Give every line of the records exactly, please, from the first up to and including the one containing "If can can display".

____

Issue #357, opened 2021-08-26
Provide users with information in the case of a crash (panic)


Keavon:
If the Graphite Editor backend panics, the user has to open up the JS console to learn what happened. It will otherwise just look like most things have frozen. At a minimum, we should show a dialog when the backend panics, with a button to reload the page.

If can can display information about the crash, like logs that can be reported and a link to file an issue here, that would be helpful.

If it's possible, it would be even better if we can provide users a way to download their documents so their hard work isn't lost. Or automatically reload the Graphite Editor wasm backend and reopen the saved documents automatically.

PR #362, opened 2021-08-29
Show a crash dialog when the editor panics

Keavon:
Part of #357

---
This change is [Reviewable](https://reviewable.io/reviews/graphiteeditor/graphite/362)


Keavon:
I can use try-catch in JS to filter out the redundant "unreachable" error to avoid confusing users making bug reports.

bjorn3:
I think this doesn't include the backtrace. Can you add it?

Keavon:
> I think this doesn't include the backtrace. Can you add it?

It includes a stack trace (give the demo build a try and crash it by grouping a layer, then repeatedly clicking the top group and grouping it). However it's not the full stack trace that you get when you click the expansion arrow next to the message in the JS console. I spent an hour researching how to get the *full* trace, as described in [this comment](https://stackoverflow.com/questions/2923858/how-to-print-a-stack-trace-in-node-js#comment21085596_2932410), but to no avail. (I can print it with `console.trace()` but can't figure out how to get it as a string.)

Keavon:
To expand on that— the stack trace is currently grabbed from the `console.error()` call made by the autogenerated JS code from the WASM toolchain, by intercepting the `console.error()` function in the browser. I'm doing this since I can't find a way to obtain it directly from the Rust code. Do you know how to do that?

frontend/src/components/panels/Document.vue
```diff
@@ -245,7 +246,7 @@ import OptionalInput from "@/components/widgets/inputs/OptionalInput.vue";
 import ToolOptions from "@/components/widgets/options/ToolOptions.vue";
 import { SectionsOfMenuListEntries } from "@/components/widgets/floating-menus/MenuList.vue";
 
-const wasm = import("@/../wasm/pkg");
+const wasm = import("@/../wasm/pkg").then(panicProxy);
```
henryksloan, line 249: A comment here could be useful. This is cool, though!

Also, is there a way to avoid duplicating this between files? For example, could we make a new file that just exports `import("@/../wasm/pkg").then(panicProxy)`?

frontend/src/utilities/errors.ts
```diff
@@ -32,5 +33,74 @@ registerResponseHandler(ResponseType.DisplayError, (responseData: Response) => {
...
+	};
+	const buttons = [reloadButton, copyErrorLogButton, reportOnGithubButton];
+
+	createDialog("Warning", data.title, data.description, buttons);
+});
+
+function githubUrl() {
+	const url = new URL("https://github.com/GraphiteEditor/Graphite/issues/new");
+
+	const body = `
```
henryksloan, line 65: Maybe put this text in a `.md` or `template` file and import it?

frontend/src/utilities/panic.ts
```diff
@@ -0,0 +1,49 @@
...
+			if (isClass) return interceptedFunction;
+
+			const targetValue = Reflect.get(target, propKey, receiver);
+			if (typeof targetValue === "function") {
+				// eslint-disable-next-line @typescript-eslint/no-explicit-any, func-names
+				return function (...args: any) {
+					let returned;
+					try {
+						// @ts-expect-error
+						returned = targetValue.apply(this, args);
```
henryksloan, line 19: If this is the only branch of this block that can return, why not use `return targetValue.apply(this, args);`

henryksloan (commented):
Works great as far as I've tested

frontend/src/components/panels/Document.vue
Keavon: I'll comment the `panicProxy` function in `panic.ts`.

Unfortunately I cannot find a way to re-export a dynamic module and then dynamically import it, so this was the cleanest approach I could make work.

frontend/src/utilities/errors.ts
Keavon: Do you know how I could import from an external file at build time? If I do this, I would like to put the file in `/.github/ISSUE_TEMPLATE/crash-report.yaml` that the build process would have to grab it from outside the `/frontend` directory. I don't want to add another webpack plugin as a dependency though. Maybe there's a built-in way?

frontend/src/utilities/panic.ts
Keavon: We're catching the exception, so we still need to return the function call's value.

henryksloan (approved):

____

**Answer to this problem:**
Issue #357, opened 2021-08-26
Provide users with information in the case of a crash (panic)


Keavon:
If the Graphite Editor backend panics, the user has to open up the JS console to learn what happened. It will otherwise just look like most things have frozen. At a minimum, we should show a dialog when the backend panics, with a button to reload the page.

If can can display information about the crash, like logs that can be reported and a link to file an issue here, that would be helpful.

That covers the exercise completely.